Hope my question makes sense...


----------



## nealtw

I would take a closer look at the flashing around the pipe on the roof, If there is no sign of water on the sheeting, it makes sense that it runs down the outside of the pipe. You may want to remove wet insulation and let ceiling dry.  This probibly isn't new but just showed up with big storm.


----------



## toofast

Ok I will, but it basically looks brand new.  I took a similar hi-res picture and blew it up 10x, since I can't get on the roof now.  I will find that pic and post that as well.

6 months ago, when I finished my office...I examined every square foot of the attic and no signs of moisture...so if this is old, I missed it for sure.

I guess an unrelated question is how do I move across the attic without totally compacting and messing up the blown in insulation.  I've heard that once you compress and/or disturb it rapidly losses it's R Value ?


----------



## toofast

well on closer inspection and a better lens on my camera it looks like I might see a slight crack...

wow...thanks for making me look at this again.

NOW the question is...can a DIY guy with some experience figure out how to safely get up on the steep roof ?

In my past life in college I had all the "right" gear to climb such a monster...now 30 years later...I have a really nice ladder 

Any advice on how to safely navigate the roof for a diy'er would be appreciated.

Also, I've seen the "slip" on rubber boots?  Are they a solid solution...vs. tearing up shingles ?


----------



## CharlieO

If you want to get across the attic, use 2 peices of wood that you can slide across the joists, and move the insulation to the side as you go, your correct the less compression the better.

Then the first thing I would do, is to get out the ladder and put a hose inside the top of the vent pipe, have some see if you get water inside, this will determine if the issue is the pipe joints, from the pics the lower vent pipe looks like it is pitched wrong.

If the is all dry then spray the hose around the outside of the vent on the roof and see if you get water inside. the you need to replace the flashing.
A lead flashing is better than the rubber one, they don't break down.


----------



## toofast

Ok...so what I am hearing is that "air/vent" pvc needs to be pitched the same as "waste" lines...so if not, I could have water collecting in the elbow and if not totally water tight, I could be getting my leak.

Makes sense...I will do what you recommended...and post what I find.

Thanks so far...


----------



## handyguys

From your first pics it looks like your pipes are glued except for maybe the last section of pipe going through the roof. I don't think that's the issue. I'm voting for the rubber boot on the flashing having deteriorated. If you are not comfortable getting on the roof then just call a roofer for a fix. It shouldn't be expensive for a new boot. Around here we have a company that advertises when they come out for an estimate they can do repairs at the same time without a new appointment. Find someone like that. The flashing boot should be something every roofer has on his truck if he does repairs. I cant imagine a roofer charging more than a couple bills to do the repair.


----------



## toofast

Picture is worth a 1,000 words.

So as luck may have it, pretty good rain today.  Decided to come home from work early and see if I could see anything.
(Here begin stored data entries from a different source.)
PR #2077, opened 2025-06-05
 Unconditionally call process_reads() in RunningApplication phase

evanrittenhouse:
If a server ACKs a packet containing a HEADERS frame in the same flight that the handshake completes, the Handshake IOW must have taken all packets out of the context's `incoming_pkt_receiver`.

That means that the first iteration of the `RunningApplication` work loop will no-op - since `did_recv` is false, that iteration won't call `h3::Connection::poll()`. We therefore unconditionally call `on_read()` before starting the `RunningApplication` work loop to prevent this case.

### DIFF
--- a/tokio-quiche/src/quic/io/worker.rs
+++ b/tokio-quiche/src/quic/io/worker.rs
@@ -765,6 +765,19 @@ where
     pub(crate) async fn run<A: ApplicationOverQuic>(
         mut self, mut qconn: QuicheConnection, mut ctx: ConnectionStageContext<A>,
     ) -> Closing<Tx, M, A> {
+        // Perform a single call to process_reads()/process_writes(),
+        // unconditionally, to ensure that any application data (e.g.
+        // STREAM frames or datagrams) processed by the Handshake
+        // stage are properly passed to the application.
+        if let Err(e) = self.conn_stage.on_read(true, &mut qconn, &mut ctx) {
+            return Closing {
+                params: self.into(),
+                context: ctx,
+                work_loop_result: Err(e),
+                qconn,
+            };
+        };
+
         let work_loop_result = self.work_loop(&mut qconn, &mut ctx).await;
 
         Closing {


rushilmehra (approved):

tokio-quiche/src/quic/io/worker.rs
```diff
@@ -765,6 +765,17 @@ where
     pub(crate) async fn run<A: ApplicationOverQuic>(
         mut self, mut qconn: QuicheConnection, mut ctx: ConnectionStageContext<A>,
     ) -> Closing<Tx, M, A> {
+        // Perform a single call to process_reads()/process_writes(), unconditionally, to ensure
+        // that any HTTP/3 frames processed by the Handshake stage are passed to the application.
```
LPardue: Do we need to call out HTTP/3 specifically here? Since this is `A: ApplicationOverQuic` should we say instead something like "ensure that any application data (Streams or datagrams) processed before the Handshake stage can be read by the application"

LPardue: cargo fmt is also failing on this comment so you'll need to change it either way :joy:

toidiu:
Here is a screenshot of the before and after comparing the delivery rate. Since processing was delayed until we received an ACK from the peer, the expectation is to start sending data approx 1 RTT earlier.

In both runs the handshake completes at the same time, which means both connections should have a fair chance at sending data over time. The test were run on linux, with fq enabled, rate limiting 10mbps, and 20ms RTT delay.

**before**
screen_shot_pause

**after**
screen_shot_no_pause

toidiu (approved):

tokio-quiche/src/quic/io/worker.rs
evanrittenhouse: Changed,  linters ruin all the fun /s

toidiu (approved):

PR #2078, opened 2025-06-05
Emit RTO count statistics to estimate loss events

toidiu:
Loss usually happens in burst so the number of packets lost will depend on the volume of inflight packets at the time of loss (which can be arbitrary). RTO count measures the number of loss events and provide a normalized loss metric.

### DIFF
--- a/quiche/src/lib.rs
+++ b/quiche/src/lib.rs
@@ -6948,7 +6948,7 @@ impl<F: BufFactory> Connection<F> {
     /// Note that the value returned can change throughout the connection's
     /// lifetime.
     #[inline]
-    pub fn source_id(&self) -> ConnectionId {
+    pub fn source_id(&self) -> ConnectionId<'_> {
         if let Ok(path) = self.paths.get_active() {
             if let Some(active_scid_seq) = path.active_scid_seq {
                 if let Ok(e) = self.ids.get_scid(active_scid_seq) {
@@ -6966,7 +6966,7 @@ impl<F: BufFactory> Connection<F> {
     /// An iterator is returned for all active IDs (i.e. ones that have not
     /// been explicitly retired yet).
     #[inline]
-    pub fn source_ids(&self) -> impl Iterator<Item = &ConnectionId> {
+    pub fn source_ids(&self) -> impl Iterator<Item = &ConnectionId<'_>> {
         self.ids.scids_iter()
     }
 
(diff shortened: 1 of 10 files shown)


quiche/src/lib.rs
```diff
@@ -6433,6 +6433,9 @@ impl<F: BufFactory> Connection<F> {
                     self.lost_count += lost_packets;
                     self.lost_bytes += lost_bytes as u64;
 
+                    // Track RTO timeout event
+                    p.rto_count += 1;
```
LPardue: would it be better to increment this inside on_loss_detection_timeout() itself?

quiche/src/lib.rs
```diff
@@ -6433,6 +6433,9 @@ impl<F: BufFactory> Connection<F> {
                     self.lost_count += lost_packets;
                     self.lost_bytes += lost_bytes as u64;
 
+                    // Track PTO timeout event
+                    p.total_pto_count += 1;
```
LPardue: I think my last comment got nuked by a change. So just in case - would it make sense to put the increment inside `p.on_loss_detection_timeout(` itself?

toidiu: Yep good suggestion.

quiche/src/path.rs
```diff
@@ -170,6 +170,14 @@ pub struct Path {
     /// Total number of packets sent with data retransmitted from this path.
     pub retrans_count: usize,
 
+    /// Total number of times PTO (probe timeout) fired.
+    ///
+    /// Loss usually happens in burst so the number of packets lost will depend
+    /// on the volume of inflight packets at the time of loss (which can be
+    /// arbitrary). PTO count measures the number of loss events and provide a
```
LPardue:
```suggestion
    /// arbitrary). PTO count measures the number of loss events and provides a
```

quiche/src/path.rs
```diff
@@ -170,6 +170,14 @@ pub struct Path {
     /// Total number of packets sent with data retransmitted from this path.
     pub retrans_count: usize,
 
+    /// Total number of times PTO (probe timeout) fired.
+    ///
+    /// Loss usually happens in burst so the number of packets lost will depend
```
LPardue:
```suggestion
    /// Loss usually happens in a burst so the number of packets lost will depend
```

or `bursts`

quiche/src/path.rs
```diff
@@ -894,6 +907,14 @@ pub struct PathStats {
     /// The number of sent QUIC packets with retransmitted data.
     pub retrans: usize,
 
+    /// The number of times PTO (probe timeout) fired.
+    ///
+    /// Loss usually happens in burst so the number of packets lost will depend
+    /// on the volume of inflight packets at the time of loss (which can be
+    /// arbitrary). PTO count measures the number of loss events and provide a
+    /// normalized loss metric.
```
LPardue: same nits apply here :smile:

LPardue (dismissed):
LGTM modulo some nits

LPardue (approved):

sure enough...see drips of water on the camera.

So I climb into the crawl space...and low and behold the upper section, the last joint before going through the roof (as mentioned) just spins around like it was NEVER glued.

There was no water up top round the flashing...just a good amount of water at the joint.

My plan is to wait till is stops raining...reglue that joint.  

THEN I think the whole pipe can be lifted by putting a block of wood on the lower 90 degree and then readusting the J clamps....there should be plenty of flex in the long runs.  HATE to take everything apart...I may try the block first and see I can get away with that.  

Long term I still will replace the flashing this summer...but at least it is not causing the immediate issue.

Thanks to all for their help!


----------



## nealtw

Good call Handy


----------



## handyguys

Thanks nealtw altho I really thought it was the boot.

toofast - You shouldnt have to undo anything. When its dry yuo should just be able to push the spinning pipe up, through the roof a bit, then use the pvc primer/cleaner and then the glue and push it back together. Write back if you need instructions on gluing pvc (or read the can or google it)


----------



## toofast

Well...hard to believe but STILL leaking.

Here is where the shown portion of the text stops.